Positive-Prepresentation for second-harmonic generation: Analytic and computational results

Abstract

The problem of the formulation and simulation of quantized optical systems using the positive-P representation is considered. We show that feasible computational strategies are determined mainly by the eigenstructure of the system of stochastic differential equations that correspond to the positive-P Fokker-Planck equation. We demonstrate analytically that the stability and accuracy of numerical solutions are generally much improved by adopting time-centered implicit schemes. These findings are then related to the specific problem of second-harmonic generation. It is shown that the eigenstructure of the stochastic system possesses interrelationships that can lead to severe difficulties in numerical simulations. In particular we show how the problem of ‘‘spiking’’ encountered at high levels of quantum noise can be related to the numerical ‘‘stiffness’’ of the problem. We also demonstrate the advantages of time-centered implicit methods by highlighting the distortions that can occur in the Euler-type simulation of limit cycle solutions.

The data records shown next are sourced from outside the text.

PR #4099, opened 2025-05-09
Adds guidance for search filter.

humancompanion-usds:
## Summary

_Provide a brief summary of what this PR does, if the title doesn't fully explain it._

## Related Issue

Closes #[Issue_number]

## Preview Environment Links

[Open Preview Environment](https://dev-design.va.gov/4099)

### DIFF
--- a/src/_components/search-filter.md
+++ b/src/_components/search-filter.md
@@ -1,0 +1,54 @@
+---
+layout: component
+title: Search Filter
+intro-text: This component implements faceted search.
+research-title: Use this to match the label in the research repo. Only use if web-component does not match the label.
+status: use-with-caution-available
+web-component: va-search-filter
+anchors:
+  - anchor: Examples
+  - anchor: Usage
+  - anchor: Behavior
+  - anchor: Code usage
+  - anchor: Component checklist
+---
+
+## Examples
+
+### Default
+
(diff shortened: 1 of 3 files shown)


src/_components/search-filter.md
```diff
@@ -0,0 +1,54 @@
+---
+layout: component
+title: Search Filter
+intro-text: This component implements faceted search.
+research-title: Use this to match the label in the research repo. Only use if web-component does not match the label.
```
danbrady, line 5: Need to update or remove this link.

src/_components/search-filter.md
```diff
@@ -0,0 +1,54 @@
...
+status: use-with-caution-available
+web-component: va-search-filter
+anchors:
+  - anchor: Examples
+  - anchor: Usage
+  - anchor: Behavior
+  - anchor: Code usage
```
danbrady, line 12: Doesn't look like there is a code usage section?

danbrady (approved):
Just a few links to update needed.

src/_components/search-filter.md
humancompanion-usds: Yeah, why not!?! There should be automatically. That whole process is opaque to me. I'll ask in Slack and add it later.

humancompanion-usds: Actually, I'm going to leave it in because it should appear once the new component is in the appropriate data file. The include is there and that contains the header for that section. We need to automate the move of that file when component-library is updated.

Of physical interest is the fact that the phase-space morphology of the quantized second-harmonic generator admits families of limit cycles. This is in marked contrast to the purely classical picture in which, for a given parameter set, there exists only a single limit cycle. Finally we demonstrate by direct analytic solution that, under the conditions of adiabatic elimination, the positive-P representation for the second-harmonic generator with zero driving field fails, in the sense that it produces nonphysical results. This failure is in all respects analogous to the breakdown encountered in the problem of nonlinear optical damping.